Which brings me to the weird circularity of Irish fiscal policy. We have gone bust as a country three times since Independence. Each time we have followed the same, extremely stupid, process. Populist governments overpromise on government spending, weaken our tax base by doling out tax decreases to all and sundry, and then some shock happens, there’s a gap that needs to be filled in the finances using borrowing, and that borrowing quickly reaches a limit. All of a sudden it’s belt-tightening time. Those who depend on the state most get hurt the most. The external shocks haven’t gone away – if anything they’ve intensified. We haven’t been terribly successful at expanding the tax base since 2008. And yet government spending continues to rise.
Public expenditure minister Paschal Donohoe has one of the hardest jobs in government. He’s the guy who has to say ‘No’ a lot. Donohoe has set his face against tearing up the pay and productivity agreements the previous government signed with the unions. His cabinet colleagues are backing him up for the moment, but that might well change. Ironically the previous budgetary process might have given the unions their best negotiating card. On the Friday before Budget 2017, a fiscal space of €1.2 billion was found thanks to a technicality, instead of the €1 billion everyone was working to. If you can magic up €200 million for USC cuts on a Friday before heading to the pub, the union argument goes, why can’t you do the same for unions?

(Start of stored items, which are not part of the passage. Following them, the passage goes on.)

PR #176, opened 2015-07-24
JENKINS-29604 - Git CLI client does not propogate username

jacob-keller:
The CLI implementation of the Git client does not correctly propogate the username for ssh urls and possibly for http(s) urls. To fix this, teach the GIT_SSH scripts for Unix and Windows how to pass the username via "-l" option. In addition, for consistency, include credentials.username with the default user incase http(s) urls don't have user names assigned.

This enables use of a different remote username than the local system username, which seems to be something that was not tested today.

I am not familiar with the test framework used by this plugin, so I wasn't able to figure out how the tests were being run. Ideally we need to provide a test which exhibits this behavior so that we can catch it in the future. Help and insight regarding this would be useful.

### DIFF
--- a/src/main/java/org/jenkinsci/plugins/gitclient/CliGitAPIImpl.java
+++ b/src/main/java/org/jenkinsci/plugins/gitclient/CliGitAPIImpl.java
@@ -3,6 +3,7 @@ package org.jenkinsci.plugins.gitclient;
 
 import com.cloudbees.jenkins.plugins.sshcredentials.SSHUserPrivateKey;
 import com.cloudbees.plugins.credentials.common.StandardCredentials;
+import com.cloudbees.plugins.credentials.common.UsernameCredentials;
 import com.cloudbees.plugins.credentials.common.StandardUsernamePasswordCredentials;
 
 import edu.umd.cs.findbugs.annotations.CheckForNull;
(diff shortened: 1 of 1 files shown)


MarkEWaite:
The CredentialsTest is configured to use a locally visible file and directory structure for authentication test data.  I currently have several different tests included in my ~/.ssh/auth-data/repos.csv file.  The tests I have include:

{code}
* git@bitbucket.org as user markewaite with an ssh private key
* git@github.com to a private repo as user MarkEWaite with an ssh private key
* git@github.com to a private repo as user jenkins with an ssh private key
* git@github.com to a public repo as user MarkEWaite with an ssh private key
* git@github.com to a public repo as user jenkins with an ssh private key
* git@gitlab.com to a private repo as user MarkEWaite with an ssh private key
* git@gitlab.com to a public report as user MarkEWaite with an ssh private key
* http://localhost:8080/userContent.git (Jenkins userContent) as user mwaite with ssh private key
* https://github.com to a public repo as user mwaite
* https://username:password@gitlab.com to a public repo
* https://username:password@bitbucket.org to a public repo
* debian8.markwaite.net:/var/lib/git/mwaite/bin.git as user mwaite
* ssh://wheezy64b:45022/var/lib/git/mwaite/bin.git as user mwaite
{code}

I've run those test scenarios successfully on Windows 7, Windows Home Server 2011, Windows 8.1, Debian 6 x86, Debian 7 x64, Debian 8 x64, CentOS 6.6 x86, CentOS 7 x64.  As far as I can tell, your change is good in all those configurations.

MarkEWaite:
I think (b) is the better choice, but I'd like a review from @ndeloof before that change could be brought into the master branch.

The request for authenticated submodule support is the single highest voted enhancement request for the git plugin, so it would be a real victory to have a working, functional authenticated submodule access system working in the plugin.

The tests run with "mvn clean install".  Since they aren't running for you, I assume there is some important difference between your development environment and the environment used by others.

As some questions:
* Are you running MacOS or FreeBSD or OpenBSD or HP-UX or AIX or Solaris?  I develop on Ubuntu Linux and test on Windows, CentOS, Debian, and Ubuntu
* Is the git executable in your path?
* Are you running Windows with cygwin rather than the recommended msysgit?

PR #178, opened 2015-07-30
add and fix tests

jacob-keller:
I figured out that we can't do the pushNonFastForward test without first pushing some other commit, so I did some re-work and reworked the pushNoRefspec into pushCurrent and explicitly configured it to push "HEAD" so that we can get the remote ready.

It might be worth re-working how the test is run so that it is not inter-dependent, but I couldn't figure out how to do this.

The new test works with both push.default = simple and push.default = upstream, so I believe this should be correct behavior now.

We do drop testing of "no refspec" but I think that is really a broken test concept anyways unless we're going to find a way to completely 100% clear configuration during tests.

I still have some other errors which I am currently working on determining how to fix, mostly I think related to proxies. I also need to change the default remote tests as suggested before.

This series adds a submodule test, and fixes two tests which broke due to configured changes on my setup.

### DIFF
--- a/src/test/java/org/jenkinsci/plugins/gitclient/GitAPITestCase.java
+++ b/src/test/java/org/jenkinsci/plugins/gitclient/GitAPITestCase.java
@@ -1825,6 +1825,18 @@ public abstract class GitAPITestCase extends TestCase {
         );
     }
 
+    public void test_submodule_update() throws Exception {
+        w.init();
+        // Re-use the same submodule test branch
+        w.launchCommand("git","fetch",localMirror(),"tests/getSubmodules:t");
+        w.git.checkout("t");
+        w.git.submoduleInit();
+        w.git.submoduleUpdate().execute();
+
+        assertTrue("modules/firewall does not exist", w.exists("modules/firewall"));
+        assertTrue("modules/ntp does not exist", w.exists("modules/ntp"));
+    }
+
     @NotImplementedInJGit
     public void test_trackingSubmoduleBranches() throws Exception {
         if (! ((CliGitAPIImpl)w.git).isAtLeastVersion(1,8,2,0)) {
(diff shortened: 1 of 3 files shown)


MarkEWaite:
I'd like to investigate PushSimpleTest further to understand why that dependency exists between tests. The BeforeClass method in PushTest is definitely called during the run of PushSimpleTest, so the bare repository should already include a master branch, yet the failing test seems to be clear proof that there isn't a master branch.  That probably means there aren't enough assertions in the BeforeClass method in PushTest, because I think it is doing something that it is not actually doing.

jacob-keller:
On Jul 31, 2015 6:44 AM, "Mark Waite" <notifications@github.com> wrote:
>
> I'd like to investigate PushSimpleTest further to understand why that
dependency exists between tests. The BeforeClass method in PushTest is
definitely called during the run of PushSimpleTest, so the bare repository
should already include a master branch, yet the failing test seems to be
clear proof that there isn't a master branch. That probably means there
aren't enough assertions in the BeforeClass method in PushTest, because I
think it is doing something that it is not actually doing.

Pretty sure there is a master branch but not a master branch minus one.
That is origin/master^ doesn't point to anything until there are 2 commits.
Removing this test broke it because there wasn't enough history yet.

jacob-keller:
What are your thoughts on this series now? I believe i outlined the particular failure above pretty well. A fix would be to include more "commit/push" in the BeforeTest, or fix the push force test by doing a commit --amend instead of a checkout rewind.

MarkEWaite:
I like the path it is running.  I merged your changes into a private branch on my fork and ran it through my multi-platform environment.  I also pushed two more changes over your proposed 3 changes.  Could you look at [those changes](https://github.com/MarkEWaite/git-client-plugin/commits/master-jk-submodule-tests) and see if they seem sensible to you?

If they are sensible to you, then I'll merge it to master.

If you're interested in more submodule tests, you might look at my [add-submodule-test branch](https://github.com/MarkEWaite/git-client-plugin/commits/master-add-submodule-test) or my [alternate add submodule test branch](https://github.com/MarkEWaite/git-client-plugin/commits/master-add-submodule-test-a)

jacob-keller:
Ok i will look at those. I want to get more tests in place so I can work on
getting the credentials included.

I am working on an extension for the git plugin to add credentials to
complete the package.

PR #179, opened 2015-08-03
JENKINS-24728  Add ability to specify shallow clone depth

nastharl:
This is pre-work to make the base git-client plugin able to understand depth for shallow clones. There will be another pull request on the main git-plugin to take it from the UI.

### DIFF
--- a/src/main/java/org/jenkinsci/plugins/gitclient/CliGitAPIImpl.java
+++ b/src/main/java/org/jenkinsci/plugins/gitclient/CliGitAPIImpl.java
@@ -244,6 +244,7 @@ public class CliGitAPIImpl extends LegacyCompatibleGitAPIImpl {
             public boolean shallow;
             public Integer timeout;
             public boolean tags = true;
+            public Integer depth = 1;
 
             public FetchCommand from(URIish remote, List<RefSpec> refspecs) {
                 this.url = remote;
@@ -271,6 +272,11 @@ public class CliGitAPIImpl extends LegacyCompatibleGitAPIImpl {
             	return this;
             }
 
+            public FetchCommand depth(Integer depth) {
+                this.depth = depth;
+                return this;
+            }
+
             public void execute() throws GitException, InterruptedException {
                 listener.getLogger().println(
                         "Fetching upstream changes from " + url);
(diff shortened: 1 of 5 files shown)


src/main/java/org/jenkinsci/plugins/gitclient/CliGitAPIImpl.java
```diff
@@ -244,6 +244,7 @@ public FetchCommand fetch_() {
             public boolean shallow;
             public Integer timeout;
             public boolean tags = true;
+            public Integer depth = 1;
```
KostyaSha: why not primitive?

nastharl: Keeping with the style of other ints being passed in. No other reason.

KostyaSha: will your code work if it will be null? Do you want handle all nulls instead of using primitives?
If it not a designed use case i will prefer to skip tri-state fields.

nastharl: Upstream its always initialized to at least 1, so you would have to specify a negative number (which would also be invalid). If someone calls this code without that in mind and still sends a null through, an error will be thrown saying that null is not a valid depth (same as with negative numbers or 0). That error is thrown by the underlying git implementation and is stated clearly in the build log. If we want to disallow even saving the configuration with an invalid value, i'll definatly have to throw some more work in.

src/main/java/org/jenkinsci/plugins/gitclient/CliGitAPIImpl.java
```diff
@@ -271,6 +272,12 @@ public FetchCommand timeout(Integer timeout) {
             	return this;
             }
 
+            public FetchCommand depth(Integer depth) {
+                this.depth = depth;
+                return this;
+            }
+
+
```
KostyaSha: extra line

src/main/java/org/jenkinsci/plugins/gitclient/CliGitAPIImpl.java
KostyaSha: This field will be null after xml deserialisation so you should prepare to nulls

nastharl: Yea i'll just handle nulls inside git-client just incase. In my testing i couldn't couldn't throw anything in that behaved unexpectedly, but you never know when someone decides to take it and run a creative way.

nastharl:
I'll squash these into 1 commit once all review comments are in.

nastharl:
Updated with everyones comments. I think its good to go?

PR #180, opened 2015-08-03
(WIP) git-client: teach submoduleUpdate how to pass credentials

jacob-keller:
Teach the submoduleUpdate call to perform submodule URL lookup, and call
"submodule update" separately for each submodule. Lookup the
credentials, and call it using launchCommandWithCredentials. This
enables submodules to correctly get the SSH or HTTP setup necessary such
that the Jenkins credentials will be passed into each submodule.

We can't just call "git submodule update" since it may be possible
(however unlikely!) that each submodule wants to use a separate
credential. Thus, perform lookup using each URL and run through a
forloop to actually update each submodule instead of depending on the
git implementation to do this for us.

JENKINS-20941 - Credentials and Submodules

NOTE: this depends on a change in the git-plugin to enable setting up default credentials or adding credentials for the submodule URL. I have submitted the pull request to git-plugin which enables advanced extensions for adding credentials to arbitrary URLs or as the default credentials.

It would be possible to just run "git submodule update" as before if we assume that "default" credentials are good enough, and supporting per-submodule credentials is not good. I believe per-module credentials should be supported which is why I went with the given implementation.

This patch together with the git-plugin patch do work in my setup, but I haven't yet had time to add more tests for this feature. It passes all of the current tests.

HTTP
--
This series also includes a fix for HTTP authentication that *should* also enable us to remove the clone = init+fetch setup. I believe we have enough tests for that particular change in behavior.

The HTTP patch removes use of the git-credential storage and instead just uses a GIT_ASKPASS script that will output username and password when given the suitable prompt. For stdin matching "Username" it outputs username, for stdin matching "Password" it outputs the password. This is much cleaner, and should even allow git-clone to work as expected without need to create credentials store.

I should note that the default test for the CSV repostiories found in auth-data requires that the repository contains a README.md which my repositories do not, resulting in test failures for no good reason. This should probably be fixed.

### DIFF
--- a/src/main/java/org/jenkinsci/plugins/gitclient/CliGitAPIImpl.java
+++ b/src/main/java/org/jenkinsci/plugins/gitclient/CliGitAPIImpl.java
@@ -867,6 +867,7 @@ public class CliGitAPIImpl extends LegacyCompatibleGitAPIImpl {
         return new SubmoduleUpdateCommand() {
             boolean recursive                      = false;
             boolean remoteTracking                 = false;
+            boolean parentCredentials              = false;
             String  ref                            = null;
             Map<String, String> submodBranch   = new HashMap<String, String>();
             public Integer timeout;
@@ -878,6 +879,11 @@ public class CliGitAPIImpl extends LegacyCompatibleGitAPIImpl {
 
             public SubmoduleUpdateCommand remoteTracking(boolean remoteTracking) {
                 this.remoteTracking = remoteTracking;
+                return this;
+            }
+
+            public SubmoduleUpdateCommand parentCredentials(boolean parentCredentials) {
+                this.parentCredentials = parentCredentials;
                 return this;
             }
 
@@ -959,6 +965,18 @@ public class CliGitAPIImpl extends LegacyCompatibleGitAPIImpl {
                     }
 
                     StandardCredentials cred = credentials.get(urIish.toPrivateString());
+                    if (parentCredentials) {
+                        String parentUrl = getRemoteUrl(getDefaultRemote());
+                        URIish parentUri = null;
+                        try {
+                            parentUri = new URIish(parentUrl);
+                        } catch (URISyntaxException e) {
+                            listener.error("Invalid URI for " + parentUrl);
+                            throw new GitException("Invalid URI for " + parentUrl);
+                        }
+                        cred = credentials.get(parentUri.toPrivateString());
+
+                    }
                     if (cred == null) cred = defaultCredentials;
 
                     perModuleArgs.add(sUrl);
--- a/src/main/java/org/jenkinsci/plugins/gitclient/CliGitAPIImpl.java
+++ b/src/main/java/org/jenkinsci/plugins/gitclient/CliGitAPIImpl.java
@@ -51,6 +51,7 @@ import java.util.Map;
 import java.util.Set;
 import java.util.concurrent.TimeUnit;
 import java.util.regex.Pattern;
+import java.util.regex.Matcher;
 
 
 /**
@@ -922,7 +923,47 @@ public class CliGitAPIImpl extends LegacyCompatibleGitAPIImpl {
                         args.add("--reference", ref);
                 }
 
-                launchCommandIn(args, workspace, environment, timeout);
+
+                // We need to call submodule update for each configured
+                // submodule. Note that we can't reliably depend on the
+                // getSubmodules() since it is possible "HEAD" doesn't exist,
+                // and we don't really want to recursively find all possible
+                // submodules, just the ones for this super project. Thus,
+                // loop through the config output and parse it for configured
+                // modules.
+                String cfgOutput = null;
+                try {
+                    // We might fail if we have no modules, so catch this
+                    // exception and just return.
+                    cfgOutput = launchCommand("config", "--get-regexp", "^submodule");
+                } catch (GitException e) {
+                    listener.error("No submodules found.");
+                    return;
+                }
+
+                // Use a matcher to find each configured submodule name, and
+                // then run the submodule update command with the provided
+                // path.
+                Pattern pattern = Pattern.compile("^submodule\\.(.*)\\.url", Pattern.MULTILINE);
+                Matcher matcher = pattern.matcher(cfgOutput);
+                while (matcher.find()) {
+                    ArgumentListBuilder perModuleArgs = args.clone();
+                    String sUrl = matcher.group(1);
+
+                    URIish urIish = null;
+                    try {
+                        urIish = new URIish(getSubmoduleUrl(sUrl));
+                    } catch (URISyntaxException e) {
+                        listener.error("Invalid repository for " + sUrl);
+                        throw new GitException("Invalid repository for " + sUrl);
+                    }
+
+                    StandardCredentials cred = credentials.get(urIish.toPrivateString());
+                    if (cred == null) cred = defaultCredentials;
+
+                    perModuleArgs.add(sUrl);
+                    launchCommandWithCredentials(perModuleArgs, workspace, cred, urIish, timeout);
+                }
             }
         };
     }
--- a/src/main/java/org/jenkinsci/plugins/gitclient/CliGitAPIImpl.java
+++ b/src/main/java/org/jenkinsci/plugins/gitclient/CliGitAPIImpl.java
@@ -1351,9 +1351,8 @@ public class CliGitAPIImpl extends LegacyCompatibleGitAPIImpl {
         File key = null;
         File ssh = null;
         File pass = null;
-        File store = null;
+        File askpass = null;
         EnvVars env = environment;
-        boolean deleteWorkDir = false;
         try {
             if (credentials instanceof SSHUserPrivateKey) {
                 SSHUserPrivateKey sshUser = (SSHUserPrivateKey) credentials;
@@ -1371,36 +1370,24 @@ public class CliGitAPIImpl extends LegacyCompatibleGitAPIImpl {
                 env = new EnvVars(env);
                 env.put("GIT_SSH", ssh.getAbsolutePath());
                 env.put("SSH_ASKPASS", pass.getAbsolutePath());
+
+            } else if (credentials instanceof StandardUsernamePasswordCredentials) {
+                StandardUsernamePasswordCredentials userPass = (StandardUsernamePasswordCredentials) credentials;
+                listener.getLogger().println("using GIT_ASKPASS to set credentials " + userPass.getDescription());
+
+                if (launcher.isUnix()) {
+                    askpass = createUnixStandardAskpass(userPass);
+                } else {
+                    askpass = createWindowsStandardAskpass(userPass);
+                }
+
+                env = new EnvVars(env);
+                env.put("GIT_ASKPASS", askpass.getAbsolutePath());
+                // SSH binary does not recognize GIT_ASKPASS, so set SSH_ASKPASS also, in the case we have an ssh:// URL
+                env.put("SSH_ASKPASS", askpass.getAbsolutePath());
             }
 
             if ("http".equalsIgnoreCase(url.getScheme()) || "https".equalsIgnoreCase(url.getScheme())) {
-                if (credentials != null) {
-                    listener.getLogger().println("using .gitcredentials to set credentials");
-                    if (!isAtLeastVersion(1,7,9,0))
-                        listener.getLogger().println("[WARNING] Installed git version too old for credentials support");
-
-                    String urlWithCredentials = getGitCredentialsURL(url, credentials);
-                    store = createGitCredentialsStore(urlWithCredentials);
-
-                    // Create a temporary workspace directory in the event that no
-                    // workspace has been created.  Call git init to allow for
-                    // credentials to be stored here during execution for HTTP-based
-                    // form validation.
-                    // See https://issues.jenkins-ci.org/browse/JENKINS-21016
-                    if (workDir == null) {
-                        workDir = Util.createTempDir();
-                        deleteWorkDir = true;
-                        init_().workspace(workDir.getAbsolutePath()).execute();
-                    }
-
-                    String fileStore = launcher.isUnix() ? store.getAbsolutePath() : "\\\"" + store.getAbsolutePath() + "\\\"";
-                    if (credentials instanceof UsernameCredentials) {
-                            UsernameCredentials userCredentials = (UsernameCredentials) credentials;
-                            launchCommandIn(workDir, "config", "--local", "credential.username", userCredentials.getUsername());
-                    }
-                    launchCommandIn(workDir, "config", "--local", "credential.helper", "store --file=" + fileStore);
-                }
-
                 if (proxy != null) {
                     boolean shouldProxy = true;
                     for(Pattern p : proxy.getNoProxyHostPatterns()) {
@@ -1430,23 +1417,6 @@ public class CliGitAPIImpl extends LegacyCompatibleGitAPIImpl {
                 }
             }
 
-            List<String> aa = args.toList();
-            /* Git versions prior to 1.7.9 are not tested with the git
-             * client plugin, but are used in the community. Red Hat 6
-             * and Red Hat 5 both ship with versions prior to 1.7.9.
-             *
-             * This conditional attempts to avoid calling command line
-             * git with an argument not implemented until git
-             * 1.7.9. Git versions prior to 1.7.9 also do not support
-             * credentials, so there are other significant portions of
-             * the plugin which will not work with those older
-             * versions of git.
PR #181, opened 2015-08-06
Change to fetch head rev with refs/tags

moznion:
`CliGitAPIImpl#getHeadRev(String url)` doesn't fetch refs/tags so [git-plugin](https://github.com/jenkinsci/git-plugin) can't handle any tags (ref. [https://github.com/jenkinsci/git-plugin/blob/af01132e56f767f7ee944a3b64b17aa3a0c7f198/src/main/java/hudson/plugins/git/GitSCM.java#L583](https://github.com/jenkinsci/git-plugin/blob/af01132e56f767f7ee944a3b64b17aa3a0c7f198/src/main/java/hudson/plugins/git/GitSCM.java#L583), [https://issues.jenkins-ci.org/browse/JENKINS-14917](https://issues.jenkins-ci.org/browse/JENKINS-14917)).

From the above, I changed `CliGitAPIImpl#getHeadRev(String url)` to fetch head revision with refs/tags by appending `-t` option to `git ls-remote`.

However I can't predict effect of this change. It should be another new method?

### DIFF
--- a/src/main/java/org/jenkinsci/plugins/gitclient/CliGitAPIImpl.java
+++ b/src/main/java/org/jenkinsci/plugins/gitclient/CliGitAPIImpl.java
@@ -2333,6 +2333,7 @@ public class CliGitAPIImpl extends LegacyCompatibleGitAPIImpl {
     public Map<String, ObjectId> getHeadRev(String url) throws GitException, InterruptedException {
         ArgumentListBuilder args = new ArgumentListBuilder("ls-remote");
         args.add("-h");
+        args.add("-t");
         args.add(url);
 
         StandardCredentials cred = credentials.get(url);


MarkEWaite:
Can you explain the use case you're hoping to satisfy by broadening the search to include tags?  

As far as I can tell, the git plugin is able to checkout tags, and build from tags, and refer to tags.  Is there a specific bug you're trying to fix?

moznion:
My use case is

- Use with SCM polling
- Specify refspec

- Specify tag by branch specifier


It looks doesn't work. In my suggestion, it caused by polling command with git (in this case: `git -c core.askpass=true ls-remote -h https://github.com/moznion/sandbox`) cannot obtain `refs/tags`.
(I checked this symptom on [docker](https://github.com/jenkinsci/docker))

Do I take mistakes?

MarkEWaite:
[JENKINS-9713](https://issues.jenkins-ci.org/browse/JENKINS-9713), [JENKINS-21952](https://issues.jenkins-ci.org/browse/JENKINS-21952), and [JENKINS-23299](https://issues.jenkins-ci.org/browse/JENKINS-23299) all describe cases where a Jenkins build runs with a tag and performs the checkout of the tag correctly.  I have job definitions for each of those bugs and have confirmed they are all able to build a tag of my choice.

Could you review those bug descriptions to see if one of them will allow you to do what you need, without requiring a code change to the plugin?

moznion:
Thank you for your suggestion but I still can't build with tags even if applied shown solutions.
Maybe [JENKINS-23299](https://issues.jenkins-ci.org/browse/JENKINS-23299) is similar to my problem. Is this issue really resolved?

I think SCM polling kicks [this method](https://github.com/jenkinsci/git-plugin/blob/af01132e56f767f7ee944a3b64b17aa3a0c7f198/src/main/java/hudson/plugins/git/GitSCM.java#L525), it calls [this](https://github.com/jenkinsci/git-plugin/blob/af01132e56f767f7ee944a3b64b17aa3a0c7f198/src/main/java/hudson/plugins/git/GitSCM.java#L550), and it calls [CliGitAPIImpl#getHeadRev(String url)](https://github.com/jenkinsci/git-plugin/blob/af01132e56f767f7ee944a3b64b17aa3a0c7f198/src/main/java/hudson/plugins/git/GitSCM.java#L583). If it can't fetch tag information by `CliGitAPIImpl#getHeadRev(String url)` then `heads` is empty, returns `NO_CHANGES` so task won't be run. And now looks like `CliGitAPIImpl#getHeadRev(String url)` doesn't fetch tag information...

FYI, my jenkins environment is following;
Jenkins version: 1.609.2
GIT Plugin version: 2.4.0
GIT Client Plugin version: 1.18.0

MarkEWaite:
Have you tried enabling "Use local workspace for polling" with the current versions of the plugins?

moznion:
Sorry, how can I enable "Use local workspace for polling"?

MarkEWaite:
It is an "Additional Behaviour" that you add to the job.
force-polling-using-workspace

MarkEWaite:
As far as I can tell, JENKINS-23299 is resolved.  My job which was created to verify JENKINS-23299 is enabled and does not build on every polling interval.

PR #182, opened 2015-09-04
implement repos.json to replace repos.csv

jacob-keller:
Obviously, a new repos.json file will be required as compared to the current repos.csv.

This format is much more manageable, and extendable. Possibly we want to change the whole way we handle items in it instead of returning an object and using the items to populate a constructor, we should maybe pass the entire thing as a Map. However, I didn't bother with that just yet.

I did add two new features that are optional to the list, submodule checkout support, and file testing, to not hardcode the README.md

Hopefully this is a solid addition that can be pulled without much fuss, as these changes will be helpful in testing the related issues with the submodule and HTTP changes.

### DIFF
--- a/pom.xml
+++ b/pom.xml
@@ -87,6 +87,12 @@
       <scope>test</scope>
     </dependency>
     <dependency>
+      <groupId>com.googlecode.json-simple</groupId>
+      <artifactId>json-simple</artifactId>
+      <version>1.1</version>
+      <scope>test</scope>
+    </dependency>
+    <dependency>
       <groupId>org.jenkins-ci.modules</groupId>
       <artifactId>sshd</artifactId>
       <version>1.6</version>
--- a/src/test/java/org/jenkinsci/plugins/gitclient/CredentialsTest.java
+++ b/src/test/java/org/jenkinsci/plugins/gitclient/CredentialsTest.java
@@ -58,6 +58,7 @@ public class CredentialsTest {
     private final String username;
     private final String password;
     private final File privateKey;
+    private final String fileToCheck;
 
     private GitClient git;
     private File repo;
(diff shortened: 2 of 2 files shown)


jacob-keller:
If the test harness on Jenkins uses a repos.csv file, it will need to be updated to use a repos.json file, and the checks won't really indicate proper coverage of these changes.

MarkEWaite:
The defaultPrivateKey section of the test does not include the correct number of arguments to pass the test. Once I added the new arguments, the test (with no repos.json) passed on my Ubuntu machine. It is running through my other machines currently (with no repos.json).

The test harness on the Cloudbees server does not provide a repos.csv file.  My home test environment is the only location which I know provides a repos.csv file.

As part of evaluating the pull request, I'll convert my repos.csv file into a repos.json file.  Once the conversion is complete and verified on one computer, I'll push it to all the other test machines so that it is evaluated on Windows,  Ubuntu, CentOS, and Debian with various git versions.

jacob-keller:
Oh that is what I was missing. I couldn't figure out how that was happening. Ok, I can clean that up in my series and submit a forced-push update.

MarkEWaite:
No need for you to make that change.  There were also formatting changes needed in order to keep the formatting inside the file consistent.  I'm running a modified version of the pull request through tests now, then will rebase my changes onto yours into a single commit.

jacob-keller:
Feel free to squash things in if you like :)

MarkEWaite:
I also found that the checks which were skipping rows with incomplete data were causing tests which I'd intentionally defined to be skipped.  So long as the data includes a repository URL, it should be used for a test.  There are URL forms which embed the username and password into the URL, others which embed only the username.

jacob-keller:
Ok that makes sense I wasn't sure but the old way made sure to have enough
fields so I just added checks for all the fields.

Regards
Jake

MarkEWaite:
Rebased and merged into master branch

PR #183, opened 2015-09-07
Enabled setMessage to MergeCommand and its two implementations

albestia:
Enable the ability to customize merge message con MergeCommand

### DIFF
--- a/pom.xml
+++ b/pom.xml
@@ -43,7 +43,7 @@
   </scm>
 
   <properties>
-    <findbugs-maven-plugin.version>3.0.1</findbugs-maven-plugin.version>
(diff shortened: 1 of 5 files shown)


albestia:
Hi @MarkEWaite , sorry to bother you, but I haven't found a way to check a message on a certain commit.
May you help me on how to proceed with this test?
Of course, maybe the response is that we need to implement full message features to enable "Custom Merge Message" and test it correctly. What do you think?

albestia:
After checking showRevision implementation and git documentation, this is not a bad solution for acquiring revision message. Test implemented and commited.

MarkEWaite:
Rebased and merged into the master branch.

This is an incredibly challenging time for industrial relations in the state. Look at the sequence of demands Minister Donohoe has had to cope with. Semi-state workers from Bus Éireann, then the gardaí, then the non-consultant medical doctors, then the nurses, then private sector unions, then Siptu, then the ASTI and the teachers, and now train drivers. Expect more demands in the new year. This is not the first time wage increases have followed house price increases. You all know how the last cycle went.
And from above, the European Commission has allowed a small increase of 0.5 per cent of GDP in spending, signalling an end to austerity across Europe. This will allow the government a little more room for spending increases into the future, but not much as it still needs to fulfil the fiscal rules which are now part of our legal framework. Those strictures will still apply.
As ever, good economics is our bellwether. The institutional economist Mancur Olson wrote brilliantly in The Logic of Collective Action about how small groups with similar incentives bend large, diffuse groups to their will.
By getting what they want, these small groups harm economic growth by instilling essentially protectionist policies to benefit themselves and diffuse the costs throughout society. These protectionist policies will hurt economic growth; but because the benefits of such policies are concentrated, and their costs are diffused throughout the whole population, there will be little public resistance to them.
The end of this process is inevitable: national decline.
We already have a case study in the logic of collective action. Dublin Bus workers won increased terms and conditions earlier this autumn. Where did their increased wages come from? Increases in fares for the average punter riding buses, driven by the third-highest-paid bus drivers in the EU.
The situation is so fragile. A minority government barely balancing its books, leading a tiny, highly open economy in conditions of great economic uncertainty. Now is not the time to let a small group force through measures aimed to help the few at the expense of the many.